Question

Prove that `3 + 2sqrt(5)` is an irrational number.

Answer 1

Given: A number `3 + 2sqrt(5)` where `sqrt(5)` is known to be irrational.

To Prove: The number `3 + 2sqrt(5)` is irrational.

Proof:

Step 1: Assume, on the contrary, that `3 + 2sqrt(5)` is rational.

Step 2: Let `3 + 2sqrt(5) = r` where r is a rational number.

Step 3: Subtract 3 from both sides `2sqrt(5) = r - 3`.

Since r and 3 are rational numbers, their difference r – 3 is also rational.

Thus, `2sqrt(5)` = rational. 

Step 4: Divide both sides by 2: `sqrt(5) = (r - 3)/2`

The right side is a rational number because it is a ratio of two rational numbers.

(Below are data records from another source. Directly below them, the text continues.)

Issue #2807, opened 2025-02-26
TDigest: Implement `TDIGEST.CDF` command


LindaSummer:
### Search before asking

- [x] I had searched in the [issues](https://github.com/apache/kvrocks/issues) and found no similar issues.

### Motivation

Refer: https://github.com/apache/kvrocks/issues/2558
We should implement `TDIGEST.CDF` command.

Redis command reference:
https://redis.io/docs/latest/commands/tdigest.cdf/

### Solution

Depends on #2791 #2792.

Follow the implementation of #2791 for this command.

- Add cpp unit tests for it.
- Add go integration tests for it.

### Are you willing to submit a PR?

- [x] I'm willing to submit a PR!

LindaSummer:
Hi Team,

I'm working on this issue now. 😊
I plan to add more unit tests and integration tests for it.

Best Regards,
Edward

PR #2849, opened 2025-03-23
feat(tdigest): Add support for QUANTILE command

### LINKED ISSUE #2794: TDigest: Implement QUANTILE command for TDigest Algorithm

SharonIV0x86:
Closes #2794 

This PR adds support for ``TDIGEST.QUANTILE`` command.


danishgh (approved):

SharonIV0x86:
@LindaSummer I have added the basic structure for the ``QUANTILE`` command but as you mentioned in the issue, there seems to be a problem with the locking mechanism or something else.


```
E20250330 23:50:42.491079 130596879718080 redis_tdigest.cc:524] metadata has 24 merged nodes, but got 4
```

I tried modifying the quantile function as mentioned in the issue and the previous PRs but the issue persists. Any help is appreciated.

LindaSummer:
Hi @SharonIV0x86 ,

Thanks very much for effort!😊

I'll try to test it in local in recent days and will sync if there is any new updates.

Best Regards,
Edward

SharonIV0x86:
> Hi @SharonIV0x86 ,
> 
> Thanks very much for effort!😊
> 
> I'll try to test it in local in recent days and will sync if there is any new updates.
> 
> Best Regards, Edward

Works, till then ill try to fiddle around. Cheers.

LindaSummer:
Hi @SharonIV0x86 ,

Sorry for delay of updating. 😊

In recent I have some personal affairs which occupied my schedule so maybe a little delay in response.

I'm now working on this ticket and find that there may be some bugs inside it. I will double confirm it and create a PR to fix it if bug exists.

Best Regards,
Edward

SharonIV0x86:
> Hi @SharonIV0x86 ,
> 
> Sorry for delay of updating. 😊
> 
> In recent I have some personal affairs which occupied my schedule so maybe a little delay in response.
> 
> I'm now working on this ticket and find that there may be some bugs inside it. I will double confirm it and create a PR to fix it if bug exists.
> 
> Best Regards, Edward

No issues, meanwhile i tried looking into it, no matter what i did there seems to be a mismatch between the actual information and the tdigest metadata now one thing i can deduce is that is not in the Quantile function but this seems to be the issue with ``mergeCurrentBuffer`` function or some other centroids function being called from the Quantile function.

Or this is related to locks as you suggested. 

There is no hurry from my side in fixing this issue but i am also planning to implement the [TDIGEST.CDF](https://github.com/apache/kvrocks/issues/2807) and [TDIGEST.RANK](https://redis.io/docs/latest/commands/tdigest.rank/) in upcoming weeks and they most likely will depend in this issue.

LindaSummer:
Hi @SharonIV0x86 ,

I have tested the command line successfully with removing the lock and announcing the command "write" for quick validation after fixing #2878 .

I will try to find a way to improve the performance with less critical section.

Best Regards,
Edward

SharonIV0x86:
> Hi @SharonIV0x86 ,
> 
> I have tested the command line successfully with removing the lock and announcing the command "write" for quick validation after fixing #2878 .
> 
> I will try to find a way to improve the performance with less critical section.
> 
> Best Regards, Edward

Okay, thanks for looking into it. So, how should i proceed then? should i wait for #2878 to be merged?

LindaSummer:
> > Hi @SharonIV0x86 ,
> > I have tested the command line successfully with removing the lock and announcing the command "write" for quick validation after fixing #2878 .
> > I will try to find a way to improve the performance with less critical section.
> > Best Regards, Edward
> 
> Okay, thanks for looking into it. So, how should i proceed then? should i wait for #2878 to be merged?

Hi @SharonIV0x86 ,

Maybe we could wait for it to be merged before this PR.
It will affect our go integration test cases.

If you don't mind, I will try to solve the lock issue since I find that it may not be so easy to just add a lock key in current connection lock management.
After this PR solved, we could follow it for other commands like `CDF`.

Best Regards,
Edward

SharonIV0x86:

Step 5: But `sqrt(5)` is known to be irrational proved by contradiction in the classical way, assuming `sqrt(5) = a/b` rational leads to a and b having a common factor 5, contradicting the assumption.

Step 6: Therefore, the assumption that `3 + 2sqrt(5)` is rational leads to a contradiction, since it implies `sqrt(5)` is rational.

Hence, `3 + 2sqrt(5)` is irrational.